* _Problem_: After finding the line containing "In the PR #132" below, please output that line and each following one through the line containing "njr-11: I just", exactly as written.

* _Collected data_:
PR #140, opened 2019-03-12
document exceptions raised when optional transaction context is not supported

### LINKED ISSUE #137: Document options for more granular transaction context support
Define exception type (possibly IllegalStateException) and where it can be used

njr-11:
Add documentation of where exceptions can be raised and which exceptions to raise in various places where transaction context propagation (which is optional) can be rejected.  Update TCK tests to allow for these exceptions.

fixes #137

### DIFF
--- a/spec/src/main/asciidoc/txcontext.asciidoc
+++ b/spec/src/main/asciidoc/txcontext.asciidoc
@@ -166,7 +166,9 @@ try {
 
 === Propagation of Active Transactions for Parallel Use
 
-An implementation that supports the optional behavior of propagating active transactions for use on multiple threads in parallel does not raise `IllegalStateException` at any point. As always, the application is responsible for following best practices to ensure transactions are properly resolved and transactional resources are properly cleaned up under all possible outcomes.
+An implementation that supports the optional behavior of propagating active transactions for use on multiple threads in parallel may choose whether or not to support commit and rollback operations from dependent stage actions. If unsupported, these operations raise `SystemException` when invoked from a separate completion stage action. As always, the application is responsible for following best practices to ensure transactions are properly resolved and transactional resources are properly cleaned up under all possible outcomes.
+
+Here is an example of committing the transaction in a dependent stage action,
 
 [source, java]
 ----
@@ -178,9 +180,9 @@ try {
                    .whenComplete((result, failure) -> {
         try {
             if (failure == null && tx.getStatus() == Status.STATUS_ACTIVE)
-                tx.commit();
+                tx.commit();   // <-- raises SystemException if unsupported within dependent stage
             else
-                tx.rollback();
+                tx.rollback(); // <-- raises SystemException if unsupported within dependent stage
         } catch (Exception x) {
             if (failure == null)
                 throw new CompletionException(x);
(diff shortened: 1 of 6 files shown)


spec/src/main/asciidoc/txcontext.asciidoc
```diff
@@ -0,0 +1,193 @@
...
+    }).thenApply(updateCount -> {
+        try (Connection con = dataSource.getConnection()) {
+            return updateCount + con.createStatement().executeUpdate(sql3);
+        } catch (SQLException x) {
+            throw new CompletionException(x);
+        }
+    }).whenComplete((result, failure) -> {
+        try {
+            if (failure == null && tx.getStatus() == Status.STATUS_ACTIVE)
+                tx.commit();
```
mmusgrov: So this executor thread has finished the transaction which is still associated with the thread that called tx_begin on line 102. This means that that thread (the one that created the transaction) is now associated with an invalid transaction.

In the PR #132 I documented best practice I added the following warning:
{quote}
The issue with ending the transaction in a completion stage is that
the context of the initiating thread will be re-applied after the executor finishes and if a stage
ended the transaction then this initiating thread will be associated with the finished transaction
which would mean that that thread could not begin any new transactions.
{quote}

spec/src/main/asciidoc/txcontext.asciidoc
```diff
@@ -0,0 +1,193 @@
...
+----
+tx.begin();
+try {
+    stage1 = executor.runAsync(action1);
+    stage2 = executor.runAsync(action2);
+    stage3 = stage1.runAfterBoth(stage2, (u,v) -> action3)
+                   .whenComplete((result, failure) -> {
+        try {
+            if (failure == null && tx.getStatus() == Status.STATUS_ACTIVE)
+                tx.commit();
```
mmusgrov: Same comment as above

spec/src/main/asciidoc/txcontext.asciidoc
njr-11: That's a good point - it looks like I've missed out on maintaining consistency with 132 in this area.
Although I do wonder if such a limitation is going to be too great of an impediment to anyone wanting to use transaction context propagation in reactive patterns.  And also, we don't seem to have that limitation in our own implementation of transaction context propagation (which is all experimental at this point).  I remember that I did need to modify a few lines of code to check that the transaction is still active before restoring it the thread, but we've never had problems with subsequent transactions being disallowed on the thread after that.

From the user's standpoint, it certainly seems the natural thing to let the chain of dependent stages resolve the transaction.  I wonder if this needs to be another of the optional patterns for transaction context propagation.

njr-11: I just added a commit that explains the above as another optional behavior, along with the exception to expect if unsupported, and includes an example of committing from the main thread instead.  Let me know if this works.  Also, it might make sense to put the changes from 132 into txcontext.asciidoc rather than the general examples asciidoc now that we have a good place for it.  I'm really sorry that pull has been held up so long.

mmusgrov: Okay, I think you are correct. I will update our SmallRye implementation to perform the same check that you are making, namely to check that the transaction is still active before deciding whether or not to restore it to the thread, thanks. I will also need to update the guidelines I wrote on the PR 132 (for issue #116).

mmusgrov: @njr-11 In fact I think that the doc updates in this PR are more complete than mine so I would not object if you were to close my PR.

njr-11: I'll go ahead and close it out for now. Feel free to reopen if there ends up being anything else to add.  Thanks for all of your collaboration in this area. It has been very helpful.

...

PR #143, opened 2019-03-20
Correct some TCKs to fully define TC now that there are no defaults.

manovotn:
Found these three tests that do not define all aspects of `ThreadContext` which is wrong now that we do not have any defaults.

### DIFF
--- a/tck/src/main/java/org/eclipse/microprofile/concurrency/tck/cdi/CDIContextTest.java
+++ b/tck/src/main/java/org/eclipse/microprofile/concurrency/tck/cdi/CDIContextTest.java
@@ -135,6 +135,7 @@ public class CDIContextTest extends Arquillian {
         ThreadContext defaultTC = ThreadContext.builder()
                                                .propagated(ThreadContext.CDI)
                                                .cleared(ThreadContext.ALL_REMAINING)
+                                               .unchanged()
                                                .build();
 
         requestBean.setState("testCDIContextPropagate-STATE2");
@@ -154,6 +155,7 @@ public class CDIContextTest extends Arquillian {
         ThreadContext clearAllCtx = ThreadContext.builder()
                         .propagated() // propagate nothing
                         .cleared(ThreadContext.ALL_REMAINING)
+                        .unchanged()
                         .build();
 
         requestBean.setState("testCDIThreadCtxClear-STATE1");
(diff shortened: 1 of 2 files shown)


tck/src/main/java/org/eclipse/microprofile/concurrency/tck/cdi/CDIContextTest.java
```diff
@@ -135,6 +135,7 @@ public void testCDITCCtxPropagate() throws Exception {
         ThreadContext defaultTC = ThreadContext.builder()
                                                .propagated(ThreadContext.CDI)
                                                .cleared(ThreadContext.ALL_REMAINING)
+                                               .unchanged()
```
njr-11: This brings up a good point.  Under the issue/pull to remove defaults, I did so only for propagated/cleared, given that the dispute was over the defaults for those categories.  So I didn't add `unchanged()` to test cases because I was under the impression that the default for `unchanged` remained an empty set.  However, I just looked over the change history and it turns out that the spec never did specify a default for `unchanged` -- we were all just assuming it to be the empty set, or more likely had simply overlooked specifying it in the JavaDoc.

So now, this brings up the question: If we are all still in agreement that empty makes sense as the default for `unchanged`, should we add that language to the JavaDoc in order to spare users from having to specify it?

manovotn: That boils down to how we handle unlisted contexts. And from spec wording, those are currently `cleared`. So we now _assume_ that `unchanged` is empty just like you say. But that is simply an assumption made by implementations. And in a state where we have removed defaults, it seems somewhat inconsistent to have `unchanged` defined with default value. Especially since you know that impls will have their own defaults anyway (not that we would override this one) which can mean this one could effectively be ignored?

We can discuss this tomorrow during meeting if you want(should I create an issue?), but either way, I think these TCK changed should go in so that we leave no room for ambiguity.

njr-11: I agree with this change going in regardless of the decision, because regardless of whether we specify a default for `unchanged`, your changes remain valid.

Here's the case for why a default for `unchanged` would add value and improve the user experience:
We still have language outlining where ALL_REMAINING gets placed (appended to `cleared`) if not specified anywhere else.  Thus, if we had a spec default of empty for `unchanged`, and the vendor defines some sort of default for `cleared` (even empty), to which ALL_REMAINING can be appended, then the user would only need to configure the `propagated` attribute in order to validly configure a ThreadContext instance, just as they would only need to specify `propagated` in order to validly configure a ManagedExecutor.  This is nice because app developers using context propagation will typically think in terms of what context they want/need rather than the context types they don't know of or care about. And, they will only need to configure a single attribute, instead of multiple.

==

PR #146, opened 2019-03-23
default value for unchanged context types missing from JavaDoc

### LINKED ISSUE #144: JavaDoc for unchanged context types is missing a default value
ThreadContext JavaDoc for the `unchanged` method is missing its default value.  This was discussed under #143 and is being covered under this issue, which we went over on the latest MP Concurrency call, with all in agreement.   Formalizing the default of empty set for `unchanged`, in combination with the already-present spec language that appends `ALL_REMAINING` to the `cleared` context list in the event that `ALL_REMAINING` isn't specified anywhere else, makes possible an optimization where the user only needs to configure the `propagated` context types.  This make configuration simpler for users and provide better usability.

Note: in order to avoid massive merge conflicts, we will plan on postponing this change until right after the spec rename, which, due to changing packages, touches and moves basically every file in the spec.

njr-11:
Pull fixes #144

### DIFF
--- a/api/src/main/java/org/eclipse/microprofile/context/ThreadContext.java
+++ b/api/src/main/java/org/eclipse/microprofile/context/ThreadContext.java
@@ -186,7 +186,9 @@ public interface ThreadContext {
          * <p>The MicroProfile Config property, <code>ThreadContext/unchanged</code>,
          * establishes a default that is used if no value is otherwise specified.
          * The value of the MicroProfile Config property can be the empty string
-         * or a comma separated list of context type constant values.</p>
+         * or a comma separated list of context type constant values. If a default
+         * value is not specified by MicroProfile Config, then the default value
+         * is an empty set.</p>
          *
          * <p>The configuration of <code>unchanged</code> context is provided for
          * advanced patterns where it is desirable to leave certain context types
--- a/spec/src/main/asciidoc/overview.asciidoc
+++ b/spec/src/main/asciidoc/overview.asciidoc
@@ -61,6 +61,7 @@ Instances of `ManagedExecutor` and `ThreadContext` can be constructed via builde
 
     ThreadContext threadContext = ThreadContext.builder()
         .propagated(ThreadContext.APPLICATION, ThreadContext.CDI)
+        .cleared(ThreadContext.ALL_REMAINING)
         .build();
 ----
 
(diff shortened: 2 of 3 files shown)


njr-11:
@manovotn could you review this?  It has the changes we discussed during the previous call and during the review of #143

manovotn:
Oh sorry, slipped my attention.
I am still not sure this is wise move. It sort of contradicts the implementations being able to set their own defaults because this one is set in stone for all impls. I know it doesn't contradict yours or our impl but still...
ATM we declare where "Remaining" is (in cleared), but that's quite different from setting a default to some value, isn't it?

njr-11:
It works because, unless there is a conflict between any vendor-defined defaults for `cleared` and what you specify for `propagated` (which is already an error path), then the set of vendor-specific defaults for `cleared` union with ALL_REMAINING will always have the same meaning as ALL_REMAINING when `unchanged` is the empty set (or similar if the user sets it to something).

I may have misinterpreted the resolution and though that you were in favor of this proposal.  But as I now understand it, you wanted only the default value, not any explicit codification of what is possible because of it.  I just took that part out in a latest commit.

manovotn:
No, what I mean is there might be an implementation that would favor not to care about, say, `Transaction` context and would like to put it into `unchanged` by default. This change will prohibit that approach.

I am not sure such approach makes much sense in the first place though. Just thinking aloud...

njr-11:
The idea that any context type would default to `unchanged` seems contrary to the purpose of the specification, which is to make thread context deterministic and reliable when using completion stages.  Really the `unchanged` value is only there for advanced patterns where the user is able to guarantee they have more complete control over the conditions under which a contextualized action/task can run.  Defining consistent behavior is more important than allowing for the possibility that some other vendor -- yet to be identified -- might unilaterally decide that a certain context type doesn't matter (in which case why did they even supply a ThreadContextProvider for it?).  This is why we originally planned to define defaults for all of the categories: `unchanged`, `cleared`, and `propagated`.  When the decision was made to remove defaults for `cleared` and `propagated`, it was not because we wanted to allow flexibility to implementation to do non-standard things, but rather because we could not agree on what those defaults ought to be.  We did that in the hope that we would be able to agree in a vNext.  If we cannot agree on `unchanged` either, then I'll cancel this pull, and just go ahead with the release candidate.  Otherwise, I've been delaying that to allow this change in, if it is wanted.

* _Answer section_:
In the PR #132 I documented best practice I added the following warning:
{quote}
The issue with ending the transaction in a completion stage is that
the context of the initiating thread will be re-applied after the executor finishes and if a stage
ended the transaction then this initiating thread will be associated with the finished transaction
which would mean that that thread could not begin any new transactions.
{quote}

spec/src/main/asciidoc/txcontext.asciidoc
```diff
@@ -0,0 +1,193 @@
...
+----
+tx.begin();
+try {
+    stage1 = executor.runAsync(action1);
+    stage2 = executor.runAsync(action2);
+    stage3 = stage1.runAfterBoth(stage2, (u,v) -> action3)
+                   .whenComplete((result, failure) -> {
+        try {
+            if (failure == null && tx.getStatus() == Status.STATUS_ACTIVE)
+                tx.commit();
```
mmusgrov: Same comment as above

spec/src/main/asciidoc/txcontext.asciidoc
njr-11: That's a good point - it looks like I've missed out on maintaining consistency with 132 in this area.
Although I do wonder if such a limitation is going to be too great of an impediment to anyone wanting to use transaction context propagation in reactive patterns.  And also, we don't seem to have that limitation in our own implementation of transaction context propagation (which is all experimental at this point).  I remember that I did need to modify a few lines of code to check that the transaction is still active before restoring it the thread, but we've never had problems with subsequent transactions being disallowed on the thread after that.

From the user's standpoint, it certainly seems the natural thing to let the chain of dependent stages resolve the transaction.  I wonder if this needs to be another of the optional patterns for transaction context propagation.

njr-11: I just added a commit that explains the above as another optional behavior, along with the exception to expect if unsupported, and includes an example of committing from the main thread instead.  Let me know if this works.  Also, it might make sense to put the changes from 132 into txcontext.asciidoc rather than the general examples asciidoc now that we have a good place for it.  I'm really sorry that pull has been held up so long.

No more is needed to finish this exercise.